Treating corona waste
One of the concerns that have cropped up during the aftermath of covid-19 is the huge amount of medical waste that has been generated and the ways the waste has been treated.
Reports have suggested that India generated more than 18,600 tonnes of COVID-19 biomedical waste in the last four months, with Maharashtra contributing the maximum (3,887 tonnes) to it. In addition around 5,500 tonnes of COVID-19 waste was generated across the country in September – the maximum for a month so far. The months following September 2020 have marked an increase thereof.
According to the data received from state pollution control boards, since June, all states and Union Territories have generated 18,6oo tonnes of COVID-19-related biomedical waste which was being collected, treated and disposed of by 198 common biomedical waste treatment facilities (CBWTFs).
Covid-19 medical waste has been a major health hazard and the waste has been growing win terms of weight and threat since the past many months now. The Covid-19 waste includes PPE kits, masks, shoe covers, gloves, human tissues, items contaminated with blood, body fluids like dressings, plaster casts, cotton swabs, beddings contaminated with blood or body fluid, blood bags, needles, syringes and the test kits.
According to the data, Maharashtra generated 3,887 tonnes of COVID-19 waste in four months since June, followed by Tamil Nadu (1,737 tonnes), Gujarat (1,638 tonnes), Kerala (1,516 tonnes), Uttar Pradesh (1,432 tonnes), Delhi (1,400 tonnes), Karnataka (1,380 tonnes) and West Bengal (1,000 tonnes).
Around 5,490 tonnes of such waste was generated in September, with Gujarat contributing the maximum 622 tonnes, followed by Tamil Nadu (543 tonnes), Maharashtra (524 tnnes), Uttar Pradesh (507 tonnes) and Kerala (494 tonnes).
Around 5,240 tonnes of COVID-19 waste was generated in August, of which 1,359 tonnes was in Maharashtra, and 588 tonnes each in Kerala and Karnataka.
The CPCB had in March issued specific guidelines for handling, treatment and disposal of such waste at healthcare facilities, quarantine centres, homes, sample collection centers, laboratories, pollution control boards, urban local bodies and common biomedical waste treatment facilities (CBMWTFs).
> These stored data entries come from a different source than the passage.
PR #1000, opened 2023-06-07
build: update pnpm

dk1a:
I just updated pnpm and recreated all the lockfiles
templates are unchanged because they already have 6.1 lockfileVersion apparently


alvrs (approved):

holic:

The apex pollution body had in May developed the COVID19BWM mobile application to monitor coronavirus-related biomedical waste and to compile the data through electronic manifest system.
Though the apex court has made it mandatory for all urban local bodies and state pollution control boards to use the mobile application for tracking biomedical waste daily in a bid to ensure that the waste is collected, transported and sent to the registered CBMWTFs, but dealing with this waste has been proving a major challenge.
In a place like ours the waste generated has also proved a challenge as most of it has been treated unscientifically. Even as of now masks and other materials used at some places is strewn in open creating a scare among the residents here. All this needs to be controlled as the new positive cases have been controlled to a large extent here and any callousness can undo the good work that has been achieved.